● **Task to carry out**
Below are records; reproduce exactly the lines from the first through the one containing "for each parameter.".

[Collected data entries]
PR #356, opened 2021-02-26
Fix issue with finalize_recipe when individual recipe steps have multiple parameters to be tuned

stevenpawley:
### The Problem

Hello, I came across a small issue where `tune::finalize_recipe` fails if a step within a recipe object has multiple parameters that have been tuned. I originally had this problem on a custom recipe, but I've found a step function in recipes that also reproduces it:

``` r
library(tidymodels)
library(modeldata)
data(biomass)

model_spec <- linear_reg() %>%
  set_engine("lm")

rec_obj <- 
  recipe(HHV ~ carbon + hydrogen + oxygen + nitrogen + sulfur, data = biomass) %>%
  step_isomap(all_predictors(), neighbors = tune(), num_terms = tune())

params <- rec_obj %>%
  parameters() %>%
  update(
    neighbors = dials::neighbors(c(10, 100)),
    num_terms = num_terms(c(2, 4))
  ) %>%
  grid_max_entropy(size = 10)

resamples <- bootstraps(biomass, times = 1)

tune_res <-
  tune_grid(
    model_spec,
    preprocessor = rec_obj,
    grid = params,
    metrics = metric_set(rsq),
    resamples = resamples
  )

best <- select_best(tune_res, "rsq")
finalize_recipe(rec_obj, best)
#> Error in names(param) <- pset$name: 'names' attribute [2] must be the same length as the vector [1]
```

<sup>Created on 2021-02-25 by the [reprex package](https://reprex.tidyverse.org) (v1.0.0)</sup>

### Proposed Solution

The problem occurs in the `tune:::complete_steps` function, as well as in the `tune::finalize_recipe`

```
complete_steps <- function (param, pset, object) 
{
    step_ids <- purrr::map_chr(object$steps, ~.x$id)
    step_index <- which(pset$component_id == step_ids)
    tmp <- object$steps[[step_index]]
    list_para <- list(param)
    names(param) <- pset$name
    tmp <- rlang::exec(update, object = tmp, !!!param)
    object$steps[[step_index]] <- tmp
    object
}
```

The `step_index <- which(pset$component_id == step_ids)` assumes that the parameter set has a single component id, but a recipe step with multiple parameters will have the same component id (for the step) for each parameter.

This also required a modification to `finalize_recipe`:

```
  for (i in seq_along(pset)) {
    pset_params <- parameters[names(parameters) %in% pset[[i]]$id]. # new addition
    x <- complete_steps(pset_params, pset[[i]], x)
  }
```

Where the parameters for the particular pset are extracted, and then passed to complete steps.

The modification passes the test cases and appears to work for recipes with single or multiple steps, and steps that include a custom parameter id, i.e. `tune(id = "my_nearest_neighbors")`. See if you think that this resolves the issue and doesn't have any other (negative) effects.


topepo (changes requested):
Good catch. 

The changes look good. 

Can you add a unit test that uses steps from within `recipes` (instead of `embed`)? 

Also, please add a note to the NEWS file.

PR #390, opened 2021-06-29
changes for RNG consistency in #389

### LINKED ISSUE #389: more RNG consistency
First, we should make sure that package dependencies do not [change the RNNG state](https://stackoverflow.com/questions/49640909/why-would-an-r-package-load-random-numbers) when they are loaded. For example: 

```
> set.seed(1)
> runif(1)
[1] 0.2655087
> 
> set.seed(1)
> library(forecast)
Registered S3 method overwritten by 'quantmod':
  method            from
  as.zoo.data.frame zoo 
> runif(1)
[1] 0.3721239
```

Second, currently `tune` resets the RNGkind after usage: 

``` r
library(tidymodels)
#> Registered S3 method overwritten by 'tune':
#>   method                   from   
#>   required_pkgs.model_spec parsnip

RNGkind()
#> [1] "Mersenne-Twister" "Inversion"        "Rejection"
```

``` r
set.seed(6735)
```

``` r
spline_rec <-
  step_ns(disp, deg_free = tune("disp")) %>%
  step_ns(wt, deg_free = tune("wt"))

lin_mod <-
  linear_reg() %>%
  set_engine("lm")

spline_grid <- expand.grid(disp = 2:5, wt = 2:5)

spline_res <-
  tune_grid(lin_mod, spline_rec, resamples = folds, grid = spline_grid)

RNGkind()
#> [1] "L'Ecuyer-CMRG" "Inversion"     "Rejection"
```

<sup>Created on 2021-06-29 by the [reprex package](https://reprex.tidyverse.org) (v2.0.0)</sup>

We do change the RNG kind (see #331) and [reset it](https://github.com/tidymodels/tune/blob/87a79e4dd01483aa97f02d4d95993360d1421850/R/grid_code_paths.R#L470:L473).  However, it is being reset somewhere so we need to add another `on.exit()`.

topepo:
`load_namespace()` was altered to reset the RNG state in case packages use random numbers on startup. 

We also added an additional `on.exit()` to `tune_grid_loop()` so that RNGkind stays consistent. 

closes #389

### DIFF
--- a/DESCRIPTION
+++ b/DESCRIPTION
@@ -35,6 +35,7 @@ Imports:
     tibble (>= 3.1.0),
     tidyr,
     vctrs (>= 0.3.0),
+    withr,
     workflows (>= 0.2.2),
     yardstick (>= 0.0.7)
 Suggests: 
--- a/NEWS.md
+++ b/NEWS.md
@@ -1,5 +1,7 @@
 # tune (development version)
 
+* When using `load_pkgs()`, packages that use random numbers on start-up do not affect the state of the RNG. We also added more control of the RNGkind to make it consistent with the user's previous value (#389). 
+
 # tune 0.1.5
 
 * Fixed a bug where the resampled confusion matrix is transposed when `conf_mat_resamped(tidy = FALSE)` (#372)
--- a/R/grid_code_paths.R
+++ b/R/grid_code_paths.R
@@ -2,6 +2,12 @@ tune_grid_loop <- function(resamples, grid, workflow, metrics, control, rng) {
   `%op%` <- get_operator(control$allow_par, workflow)
   `%:%` <- foreach::`%:%`
 
+  current_rng_kind <- RNGkind()[[1]]
+  on.exit(
+    RNGkind(kind = current_rng_kind),
+    add = TRUE
+  )
+
   tune_grid_loop_iter_safely <- super_safely_iterate(tune_grid_loop_iter)
 
   packages <- c(control$pkgs, required_pkgs(workflow))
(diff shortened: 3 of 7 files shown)


DavisVaughan:
Okay I figured out what is changing the random seed "kind". `generate_seeds()` is doing the right thing, but our `assign()` statement inside the tune loop is what borks things:

Specifically, this line here:
https://github.com/tidymodels/tune/blob/f48f2323d967a3610b0537ecd9cc47abceef8658/R/grid_code_paths.R#L128

Which I would advise changing to this, and hopefully that will fix it:

```r
# `assign()`-ing the random seed alters the `kind` type to L'Ecuyer-CMRG,
# so we have to ensure it is restored on exit
old_kind <- RNGkind()[[1]]
assign(".Random.seed", seed, envir = globalenv())
on.exit(RNGkind(kind = old_kind), add = TRUE)
```

Here is a minimal reprex of what is happening:

``` r
# Not here...
RNGkind()
#> [1] "Mersenne-Twister" "Inversion"        "Rejection"
seeds <- tune:::generate_seeds(rng = TRUE, n = 5)
RNGkind()
#> [1] "Mersenne-Twister" "Inversion"        "Rejection"

# But this changes it
assign(".Random.seed", seeds[[1]], envir = globalenv())
RNGkind()
#> [1] "L'Ecuyer-CMRG" "Inversion"     "Rejection"
```

DavisVaughan:
Regarding the loading of packages and how they might change the RNG stream - we are already very careful to load known packages _before_ we set the random seed, so this shouldn't be an issue? I guess it probably doesn't hurt to add it to `load_pkgs()`, but I don't think it fixes any current issues with `tune_grid()`.
https://github.com/tidymodels/tune/blob/f48f2323d967a3610b0537ecd9cc47abceef8658/R/grid_code_paths.R#L123-L129

PR #405, opened 2021-09-08
use new dials objects for xgboost engine args

### LINKED ISSUE #402: Add `lambda` and `alpha` as tunable args for boosted trees with the xgboost engine
related: https://github.com/tidymodels/dials/issues/176

add them to `tunable.boost_tree()`

hfrick:
Dials now contains new parameter object for xgboost-specific engine args so they are added to the result of `tunable()` here. 

Closes #402 for `alpha` and `lambda` - and I've added `scale_pos_weight` as well.

### DIFF
--- a/DESCRIPTION
+++ b/DESCRIPTION
@@ -54,3 +54,5 @@ Language: en-US
 LazyData: true
 Roxygen: list(markdown = TRUE)
 RoxygenNote: 7.1.1.9001
+Remotes:
+  tidymodels/dials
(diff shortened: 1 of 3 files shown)


DESCRIPTION
```diff
@@ -54,3 +54,5 @@ Language: en-US
 LazyData: true
 Roxygen: list(markdown = TRUE)
 RoxygenNote: 7.1.1.9001
+Remotes:
+  tidymodels/dials
```
topepo, line 58: Do we need a to have `dials (>= 0.1.10)`?

topepo (changes requested):

PR #406, opened 2021-09-08
drop usage of deprecated `step_knnimpute()`

hfrick:
This PR switches the use of  the deprecated `step_knnimpute()` to the new `step_impute_knn()` and ups the required version of recipes


juliasilge (approved):
Looks great! 🙌

PR #410, opened 2021-09-15
Merge steps using a S3 merge method

dfalbel:
Implement merge for recipes steps as a S3 method so package developers can override the behavior for specific steps.
I think it makes sense to have this since `merge` is defined as: 'Merge parameter grid values into objects' and that seems to be what we were doing with:

```
object$steps[[ idx ]][[param_info$name]] <- grid[[i]]
```

For an example, we implement a `merge` specific method here to be able to delegate from the meta step to the actual step:

https://github.com/dfalbel/maybestep/blob/main/R/maybestep.R#L108


topepo:
Thanks but I'll close this; I don't think that we'll use this potential feature.

PR #416, opened 2021-10-01
remove `tune_args()` generic

hfrick:
This is a joint PR with https://github.com/r-lib/generics/pull/60 to move the `tune_args()` generic from tune to generics so that we can add methods for various objects across different tidymodels packages more easily.


juliasilge (changes requested):
This should probably go into [`reexports.R`](https://github.com/tidymodels/tune/blob/master/R/reexports.R) like the other things from generics, right?

Also, I think we probably don't want to merge this until the generics PR is merged, because having users install from branches gets a little messy (having too many people install from branches when they may not understand that is what they are doing might get to be a mess). I suggest waiting until the generics PR is done.

R/tune_args.R
```diff
@@ -1,60 +1,9 @@
...
-#' boost_tree(trees = tune(), min_n = tune()) %>%
-#'   set_engine("xgboost") %>%
-#'   tune_args()
-#'
-#' boost_tree(trees = tune(), min_n = tune()) %>%
-#'   set_engine("C5.0", rules = TRUE) %>%
-#'   tune_args()
-#' }
+#' @name tune_args
 #' @export
```
DavisVaughan, line 5: I don't think you even need a `@name` or `@keywords` tag here. We don't want roxygen docs generated for this. After all the movement has been done, I think tune is just going to re-export `tune_args()` and won't provide any of the methods (so there is nothing to provide docs for)

R/tune_args.R
```diff
@@ -1,60 +1,3 @@
...
-#'   set_engine("C5.0", rules = TRUE) %>%
-#'   tune_args()
-#' }
-#' @export
-tune_args <- function(object, ...) {
-  UseMethod("tune_args")
-}
 
 #' @export
 #' @rdname tune_args
```
juliasilge, line 3: This whole file should just go away, right, like Davis mentioned? We only will reexport it and there will be nothing here at all?

juliasilge (changes requested):

R/tune_args.R
hfrick: That is the overall plan, yes. It is still part of this PR because I wanted to first do a joint PR on generics and tune to move the generic itself and then do another joint PR to move the methods because that involves tune and recipes/parsnip/workflows.

hfrick: Will leave such context in the PR description next time!

PR #418, opened 2021-10-04
Notes improvements and collect_notes()

topepo:


NEWS.md
```diff
@@ -1,5 +1,9 @@
 # tune (development version)
 
+* The `.notes` column now contains information on the type of note (error or warning), the location where it occurred, and the note. Printing a tune result has different output describing the notes. 
+
+* `collect_notes()` can be used to gather any notes to a tibble.
```
EmilHvitfeldt, line 5:
```suggestion
* `collect_notes()` can be used to gather any notes to a tibble. (#363)
```

EmilHvitfeldt (approved):
I like it! General question, what is the reason behind the ordering of the columns returned by `collect_notes()`? I was expecting the `note` column to come first. Actually, I was expecting the columns in the complete opposite order.

topepo:
I think that most people see any messaging and think that it is an error (based on SO or GH questions). Plus the note is the longest field and might obscure the others when the tibble is printed.

PR #425, opened 2021-11-03
Find SVG files for article

juliasilge:
If you look at the pkgdown site for tune:

- [release](https://tune.tidymodels.org/articles/acquisition_functions.html)
- [dev](https://tune.tidymodels.org/dev/articles/acquisition_functions.html)

you'll notice that we have broken links to images on the acquisition functions article. I poked around in the pkgdown documentation, tried a few things, and discovered that setting these [as external resources](https://pkgdown.r-lib.org/dev/reference/build_articles.html#external-files) solves the problem.

### DIFF
--- a/vignettes/acquisition_functions.Rmd
+++ b/vignettes/acquisition_functions.Rmd
@@ -6,6 +6,11 @@ vignette: >
 output:
   knitr:::html_vignette:
     toc: yes
+resource_files:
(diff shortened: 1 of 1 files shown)


juliasilge:
Working [now](https://tune.tidymodels.org/dev/articles/acquisition_functions.html)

● **Written solution**
PR #356, opened 2021-02-26
Fix issue with finalize_recipe when individual recipe steps have multiple parameters to be tuned

stevenpawley:
### The Problem

Hello, I came across a small issue where `tune::finalize_recipe` fails if a step within a recipe object has multiple parameters that have been tuned. I originally had this problem on a custom recipe, but I've found a step function in recipes that also reproduces it:

``` r
library(tidymodels)
library(modeldata)
data(biomass)

model_spec <- linear_reg() %>%
  set_engine("lm")

rec_obj <- 
  recipe(HHV ~ carbon + hydrogen + oxygen + nitrogen + sulfur, data = biomass) %>%
  step_isomap(all_predictors(), neighbors = tune(), num_terms = tune())

params <- rec_obj %>%
  parameters() %>%
  update(
    neighbors = dials::neighbors(c(10, 100)),
    num_terms = num_terms(c(2, 4))
  ) %>%
  grid_max_entropy(size = 10)

resamples <- bootstraps(biomass, times = 1)

tune_res <-
  tune_grid(
    model_spec,
    preprocessor = rec_obj,
    grid = params,
    metrics = metric_set(rsq),
    resamples = resamples
  )

best <- select_best(tune_res, "rsq")
finalize_recipe(rec_obj, best)
#> Error in names(param) <- pset$name: 'names' attribute [2] must be the same length as the vector [1]
```

<sup>Created on 2021-02-25 by the [reprex package](https://reprex.tidyverse.org) (v1.0.0)</sup>

### Proposed Solution

The problem occurs in the `tune:::complete_steps` function, as well as in the `tune::finalize_recipe`

```
complete_steps <- function (param, pset, object) 
{
    step_ids <- purrr::map_chr(object$steps, ~.x$id)
    step_index <- which(pset$component_id == step_ids)
    tmp <- object$steps[[step_index]]
    list_para <- list(param)
    names(param) <- pset$name
    tmp <- rlang::exec(update, object = tmp, !!!param)
    object$steps[[step_index]] <- tmp
    object
}
```

The `step_index <- which(pset$component_id == step_ids)` assumes that the parameter set has a single component id, but a recipe step with multiple parameters will have the same component id (for the step) for each parameter.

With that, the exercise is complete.